Issue #13026, opened 2026-07-26
/model switch notices and error banners are stored as system-role messages   and replayed mid-conversation, breaking strict chat templates


garymarkowitz-source:
### Before submitting your bug report

- [x] I've tried finding an answer on the [Continue docs site](https://docs.continue.dev/)
- [x] I'm not able to find an [open issue](https://github.com/continuedev/continue/issues?q=is%3Aopen+is%3Aissue) that reports the same bug
- [x] I've seen the [troubleshooting guide](https://docs.continue.dev/troubleshooting) on the Continue Docs

### Relevant environment info

```Markdown
- OS: Windows 11
  - Continue version: CLI (cn) v1.5.47, interactive TUI mode
  - IDE version: n/a (CLI)
  - Model: qwen/qwen3.6-35b-a3b (Q6_K, lmstudio-community) via LM Studio; second provider
  OpenRouter
  - config: two providers in one config — LM Studio (local, OpenAI-compatible) + OpenRouter
```

## Summary

When switching models mid-session with `/model`, cn records its UI notices — `Switched to model: <name>` and even transport errors like `Error: Connection error.` — as **`system`-role messages in the conversation history**, and replays them to the server inside the `messages` array of every subsequent request.

Many chat templates hard-reject a system message anywhere but position 0. Qwen3's template contains:

```jinja
{%- if message.role == "system" %}
    {%- if not loop.first %}
        {{- raise_exception('System message must be at the beginning.') }}
    {%- endif %}
```

so the first prompt after switching onto such a model fails with an HTTP 400 from LM Studio:

```
Unable to generate parser for this template. Automatic parser generation failed:
...
Error: Jinja Exception: System message must be at the beginning.
```

Every subsequent prompt to that model fails the same way for the rest of the session. `/clear` does **not** recover — the switch notice is re-injected (tested clearing both before and after the switch). Only restarting cn recovers.

The failure is easy to misdiagnose: whether it triggers depends on the *destination* model's template strictness (Qwen3.x Max via OpenRouter tolerates mid-history system messages; local Qwen3.6 35b does not), so it presents as "switching to my local provider breaks the session."

## Related issue

#12963 reports the same defect class (a `system`-role message injected mid-conversation, rejected with the identical "System message must be at the beginning" error) with a different trigger — tool-request cancellation in the IDE extension. This report covers the CLI's `/model` switch and error-banner paths, which that issue's proposed fix (scoped to the cancellation handler) would not address.

## Source pointer

[...]

PR #13046, opened 2026-07-28
fix(cli): stop sending UI notices to the provider as system messages

LHMQ878:
Closes part of #13026 — the classification half. Filed separately from #12988 as discussed on the issue: #12988 rewrites `convertFromUnifiedHistoryWithSystemMessage` in `core/util/messageConversion.ts`, and this PR doesn't touch that file at all, so the two don't overlap in the diff.

## The dead field

`extensions/cli/spec/wire-format.md:28` defines a discriminator:

```
"messageType": "tool-start" | "tool-result" | "tool-error" | "system",
```

and `:100` describes classifying tool messages by it. The selector hooks already set it — `useModelSelector.ts:65,81` and `useConfigSelector.ts:61,67,78,97,104`, all `messageType: "system"`. But there are **zero reads** of `messageType` anywhere under `extensions/cli/src`. It's declared in the spec and unimplemented.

####################

Assignment ▸
Wherever the string "local" occurs in the entries, copy that whole line.

The answer ▸
  - config: two providers in one config — LM Studio (local, OpenAI-compatible) + OpenRouter
The failure is easy to misdiagnose: whether it triggers depends on the *destination* model's template strictness (Qwen3.x Max via OpenRouter tolerates mid-history system messages; local Qwen3.6 35b does not), so it presents as "switching to my local provider breaks the session."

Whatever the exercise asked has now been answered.